The second one from the queue restore:

/usr/lib64/ruby/gems/1.8/gems/amqp-1.5.0/lib/amqp/callbacks.rb:51:in `call'
/usr/lib64/ruby/gems/1.8/gems/amqp-1.5.0/lib/amqp/callbacks.rb:51:in `exec_callback_yielding_self'
/usr/lib64/ruby/gems/1.8/gems/amqp-1.5.0/lib/amqp/callbacks.rb:51:in `each'
/usr/lib64/ruby/gems/1.8/gems/amqp-1.5.0/lib/amqp/callbacks.rb:51:in `exec_callback_yielding_self'
/usr/lib64/ruby/gems/1.8/gems/amqp-1.5.0/lib/amqp/queue.rb:1217:in `auto_recover'
/usr/lib64/ruby/gems/1.8/gems/amqp-1.5.0/lib/amqp/callbacks.rb:59:in `call'
/usr/lib64/ruby/gems/1.8/gems/amqp-1.5.0/lib/amqp/callbacks.rb:59:in `exec_callback_once_yielding_self'
/usr/lib64/ruby/gems/1.8/gems/amqp-1.5.0/lib/amqp/callbacks.rb:59:in `each'
/usr/lib64/ruby/gems/1.8/gems/amqp-1.5.0/lib/amqp/callbacks.rb:59:in `exec_callback_once_yielding_self'
/usr/lib64/ruby/gems/1.8/gems/amqp-1.5.0/lib/amqp/queue.rb:928:in `handle_declare_ok'
/usr/lib64/ruby/gems/1.8/gems/amqp-1.5.0/lib/amqp/queue.rb:1321
/usr/lib64/ruby/gems/1.8/gems/amqp-1.5.0/lib/amqp/session.rb:959:in `call'
/usr/lib64/ruby/gems/1.8/gems/amqp-1.5.0/lib/amqp/session.rb:959:in `receive_frameset'
/usr/lib64/ruby/gems/1.8/gems/amqp-1.5.0/lib/amqp/session.rb:933:in `receive_frame'
/usr/lib64/ruby/gems/1.8/gems/amqp-1.5.0/lib/amqp/session.rb:671:in `receive_data'
/usr/lib64/ruby/gems/1.8/gems/eventmachine-1.0.3/lib/eventmachine.rb:187:in `run_machine'
/usr/lib64/ruby/gems/1.8/gems/eventmachine-1.0.3/lib/eventmachine.rb:187:in `run'
reconnect_test.rb:6

The first call (dispatched through the session-object) is kinda useless for a queue as the queue is not actually restored (still old, now invalid queue name). The second call is "the good one".

The first one is defined in channel.rb. I've removed the line '@queues.each' which clearly improves the situation.

# @private
def run_after_recovery_callbacks
  self.exec_callback_yielding_self(:after_recovery)

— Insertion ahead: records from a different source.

PR #9006, opened 2023-03-24
add ability to disable streaming http request processing

graemerocher:
Adds a new `micronaut.server.netty.server-type` setting that can be set to `FULL_CONTENT` to disable streaming requests. This will make it easier to implement certain use cases like retrieving the body from a filter and also improves performance.

This PR also optimises route execution further to improvement the overall performance of the framework.


yawkat:
the tests pass now, i had to make a bunch of changes unfortunately to make all the features work. eg i reverted NettyHttpRequest to still use the old content/data approach.

i'm going to do some profiling to see if there are new simple optimizations

core/src/main/java/io/micronaut/core/bind/OneShotBindingResult.java
```diff
@@ -0,0 +1,48 @@
...
+import java.util.Optional;
+
+/**
+ * Wrapper around a {@link io.micronaut.core.bind.ArgumentBinder.BindingResult} that ensures
+ * {@link #getValue()} is only called once.
+ *
+ * @param <T> The result type
+ */
+@Internal
+public final class OneShotBindingResult<T> implements ArgumentBinder.BindingResult<T> {
```
dstepanov: This shouldn't be needed after changes in my PR

http-server-netty/src/main/java/io/micronaut/http/server/netty/body/ImmediateMultiObjectBody.java
```diff
@@ -0,0 +1,140 @@
...
+    private static CompositeByteBuf coerceToComposite(List<?> objects, ByteBufAllocator alloc) {
+        CompositeByteBuf composite = alloc.compositeBuffer();
+        for (Object object : objects) {
+            composite.addComponent(true, ((ByteBufHolder) object).content());
+        }
+        return composite;
+    }
+
+    public static Map<String, Object> toMap(Charset charset, Iterable<? extends MicronautHttpData<?>> dataList) {
+        Map<String, Object> singleMap = new LinkedHashMap<>();
```
dstepanov: You might want to use CollectionUtils.newLinkedHashMap to create a map of size dataList.size

http-server-netty/src/main/java/io/micronaut/http/server/netty/multipart/MultipartBodyArgumentBinder.java
```diff
@@ -76,88 +79,97 @@ public Argument<MultipartBody> argumentType() {
...
+                .orElse(new DefaultHttpContentProcessor(nhr, httpServerConfiguration.get()));
+            MultiObjectBody multiObjectBody;
+            try {
+                multiObjectBody = nhr.rootBody()
+                    .processMulti(processor);
+            } catch (Throwable e) {
+                throw new RuntimeException(e);
+            }
+            //noinspection RedundantCast,unchecked
+            return () -> Optional.of(subscriber -> ((Publisher<HttpData>) multiObjectBody.asPublisher()).subscribe(new CompletionAwareSubscriber<>() {
```
dstepanov: My PR doesn't use a custom subscriber as it isn't needed just a simple filter/map

http/src/main/java/io/micronaut/http/bind/binders/DefaultBodyAnnotationBinder.java
```diff
@@ -68,14 +87,66 @@ public BindingResult<T> bind(ArgumentConversionContext<T> context, HttpRequest<?
             //noinspection unchecked
             return BindingResult.EMPTY;
         }
-        Optional<?> body = source.getBody();
-        if (body.isEmpty()) {
+        Object body = source.getBody().orElse(null);
```
dstepanov: How will it work when HttpRequest is received in the controller and the body is read?

core/src/main/java/io/micronaut/core/bind/OneShotBindingResult.java
dstepanov: Please add all since, author to the new files

dstepanov (changes requested):

yawkat:
@dstepanov re changes from #9017. i will merge #9006 and #9017 once #9006 is merged. if i merge before then, i would have to redo the merge since the changes in #9006 will be squashed.

http-server-netty/src/main/java/io/micronaut/http/server/netty/body/StreamingMultiObjectBody.java
```diff
@@ -0,0 +1,272 @@
...
+
+        /**
+         * Get the next object.
+         *
+         * @return The next object, or {@code null} if the stream is done
+         */
+        @Nullable
+        public Object take() throws InterruptedException {
+            boolean demanded = false;
+            while (true) {
```
dstepanov, line 177: Why is this looping? I see it as one or nothing

dstepanov: I guess because of the missing subscription

http-server-netty/src/main/java/io/micronaut/http/server/netty/body/StreamingMultiObjectBody.java
```diff
@@ -0,0 +1,272 @@
...
+    @Override
+    public void handleForm(FormRouteCompleter formRouteCompleter) {
+        prepareClaim().subscribe(formRouteCompleter);
+        next(formRouteCompleter);
+    }
+
+    /**
+     * A subscriber that allows blocking reads from a publisher. Handles resource cleanup properly.
+     */
+    private static final class PublisherAsBlocking implements Subscriber<Object>, Closeable {
```
dstepanov, line 83: I would implement it as a blocking queue to reduce the locking code

http-server-netty/src/main/java/io/micronaut/http/server/netty/body/StreamingMultiObjectBody.java
dstepanov: I would implement this as `boolean consumeBlocking(Consumer c)` to handle the release in the same class

dstepanov (changes requested):

http-server-netty/src/main/java/io/micronaut/http/server/netty/body/StreamingMultiObjectBody.java
yawkat: yea it's because of the subscription, and also because await() can have a spurious wakeup.

can't do release in the same method, because PublisherAsStream stores the bytebuf for a time in case the read output buffer is too small

dstepanov: Ok

http/src/main/java/io/micronaut/http/bind/binders/DefaultBodyAnnotationBinder.java
yawkat: same as before. i think this comment relates to the changes ive just reverted.

http-server-netty/src/main/java/io/micronaut/http/server/netty/body/StreamingMultiObjectBody.java
yawkat: blockingqueue would not work i think. there would be a race condition with setting the subscription field. checking the subscription field and blocking on the result must happen in one atomic step, i dont think it's possible with blockingqueue.

core/src/main/java/io/micronaut/core/bind/OneShotBindingResult.java
yawkat: oh this became unused anyway apparently

yawkat:
idk what's wrong with sonar coverage, it shows missing coverage for some code that is clearly covered. e.g. the code for writing a non-streaming response is shown as uncovered. but i wrote that code specifically to fix tests...

dstepanov (approved):

http-client/src/main/java/io/micronaut/http/client/netty/NettyClientHttpRequest.java
```diff
@@ -282,7 +282,8 @@ public FullHttpRequest toFullHttpRequest() {
                 req = new DefaultFullHttpRequest(
                         HttpVersion.HTTP_1_1,
                         method,
-                        uriStr
+                        uriStr,
+                        false
```
JLLeitschuh, line 286: Why is header validation disabled here?

Related: https://github.com/micronaut-projects/micronaut-core/security/advisories/GHSA-694p-xrhg-x3wm

http-client/src/main/java/io/micronaut/http/client/netty/NettyClientHttpRequest.java
```diff
@@ -306,7 +307,7 @@ public StreamedHttpRequest toStreamHttpRequest() {
             String uriStr = resolveUriPath();
             io.netty.handler.codec.http.HttpMethod method = getMethod(httpMethodName);
             DefaultStreamedHttpRequest req = new DefaultStreamedHttpRequest(
-                    HttpVersion.HTTP_1_1, method, uriStr, (Publisher<HttpContent>) body);
+                                HttpVersion.HTTP_1_1, method, uriStr, false, (Publisher<HttpContent>) body);
```
JLLeitschuh, line 310: Similar question to the above, why is header validation disabled here?

http-netty/src/main/java/io/micronaut/http/netty/NettyMutableHttpResponse.java
```diff
@@ -287,6 +301,18 @@ public <T> MutableHttpResponse<T> body(@Nullable T body) {
...
     }
 
+    @Override
+    public MutableHttpResponse<B> contentType(MediaType mediaType) {
+        if (mediaType == null) {
+            headers.remove(HttpHeaderNames.CONTENT_TYPE);
+        } else {
+            // optimization for content type validation
+            mediaType.validate(() -> NettyHttpHeaders.validateHeader(HttpHeaderNames.CONTENT_TYPE, mediaType));
+            headers.setUnsafe(HttpHeaderNames.CONTENT_TYPE, mediaType);
```
JLLeitschuh, line 311: Why do this validation here? Why not put this logic in `NettyHttpHeaders` so that there exists no API on `NettyHttpHeaders` that allows for an unsafe use?

http-client/src/main/java/io/micronaut/http/client/netty/NettyClientHttpRequest.java
graemerocher: The headers were already validated in `headers.getNettyHeaders()` so we know it is safe

http-client/src/main/java/io/micronaut/http/client/netty/NettyClientHttpRequest.java
graemerocher: same answer as above

http-netty/src/main/java/io/micronaut/http/netty/NettyMutableHttpResponse.java
graemerocher: these are internal non-public APIs inaccessible to users, this PR was partly to optimise performance, so excessive validation when it is not needed is not great for performance.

  ## REMOVED ## @queues.each    { |name, q| q.run_after_recovery_callbacks }
  @exchanges.each { |name, e| e.run_after_recovery_callbacks }
end

Now I no longer see the queue.on_recovery calls with the old queue name. I've retested with named queues. They still recover without problems too.

This does not solve the second problem (one additional server named queue on every RabbitMQ restart). I'm still trying to figure out where this one gets created.

tht commented 10 years ago

Sorry for spamming messages here. I'm diving deeper and found something else slightly related to this issue.

In queue.rb

def auto_recover
  self.exec_callback_yielding_self(:before_recovery)

  if self.server_named?
    old_name = @name.dup
    @name    = AMQ::Protocol::EMPTY_STRING

    #@channel.queues.delete(old_name)
  end

@channel.queues contains queue-objects. Trying to delete the name of an old queue is useless, as it will not match the string to a queue object. Also it's not needed, there is no duplicate in @channel.queues.